В Каширу они поехали оба. Правда, к врачу Хима ходила одна, без мужа. Во врачебном кабинете пробыла она долго; врач выписал ей рецепт и сказал, что надо лечиться. Выйдя от врача, Хима показала рецепт Борису, и поскольку муж смыслил в латыни столько же, как и сама Хима, то оба они не знали, что с этой бумажкой делать. Решили зайти в аптеку. Там тоже долго изучали мудреный рецепт, а потом сказали, что у них сейчас нет таких лекарств. Борис с Химой купили вязку баранок и поехали обратно домой.
Дома бумажку, выписанную врачом, Хима сунула за божницу. Поглядеть, бумажка та и теперь там лежит.
Сначала, когда они были помоложе, думалось, что еще все впереди. Даст господь бог, и у них появятся дети.

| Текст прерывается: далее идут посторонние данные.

PR #7734, opened 2023-10-16
Set `RotaryEmbedding` base frequency from config

shan18:
### What does this PR do?

Add the ability to change the base value of RoPE embeddings from config.

**Collection**: nlp

### DIFF
--- a/nemo/collections/nlp/models/language_modeling/megatron/gpt_model.py
+++ b/nemo/collections/nlp/models/language_modeling/megatron/gpt_model.py
@@ -167,7 +167,7 @@ class GPTModel(MegatronModule):
         ub_tp_comm_overlap=False,
         use_flash_attention=False,
         seq_len_interpolation_factor=None,
-        base=10000,
+        rotary_base=10000,
     ):
         super(GPTModel, self).__init__(config=config, share_token_embeddings=share_embeddings_and_output_weights)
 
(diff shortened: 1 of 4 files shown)


nemo/collections/nlp/models/language_modeling/megatron_gpt_model.py
```diff
@@ -384,6 +384,7 @@ def model_provider_func(self, pre_process, post_process):
                 use_flash_attention=self.cfg.get('use_flash_attention', False),
                 megatron_legacy=self.cfg.get('megatron_legacy', False),
                 seq_len_interpolation_factor=self.cfg.get('seq_len_interpolation_factor', None),
+                base=self.cfg.get('base', 10000),
```
hsiehjackson, line 387: Should we change the name to `rotary_base` (similar to `rotary_percentage`), so people can know what is this param used for?

hsiehjackson (commented):
Overall, looks good to me! Leave a minor comment.

nemo/collections/nlp/models/language_modeling/megatron/gpt_model.py
```diff
@@ -167,6 +167,7 @@ def __init__(
         ub_tp_comm_overlap=False,
         use_flash_attention=False,
         seq_len_interpolation_factor=None,
+        base=10000,
```
titu1994, line 170: Give it better name - rotary_base or base_positional_scale or something

nemo/collections/nlp/models/language_modeling/megatron_gpt_model.py
shan18: Done

nemo/collections/nlp/models/language_modeling/megatron/gpt_model.py
shan18: Done. Changed to `rotary_base`

titu1994 (approved):
Thanks !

Но шел год за годом, а детей все не было. Они смирились было с мыслью, что им всю жизнь коротать одним. А тут как-то в самом конце войны Борис и говорит:
— Давай, Хима, возьмем себе ребенка из детдома. Все веселей будет.
Хима поджала губы, подумала и возразила:
— Ну их! — сказала она. — Одна морока с ними, с ребятами. Стирай, штопай, а вырастет — и…
Больше к этому разговору не возвращались.
За более чем сорок лет совместной жизни они так привыкли друг к другу, что не представляли себе, что в избе может появиться еще один, третий обитатель.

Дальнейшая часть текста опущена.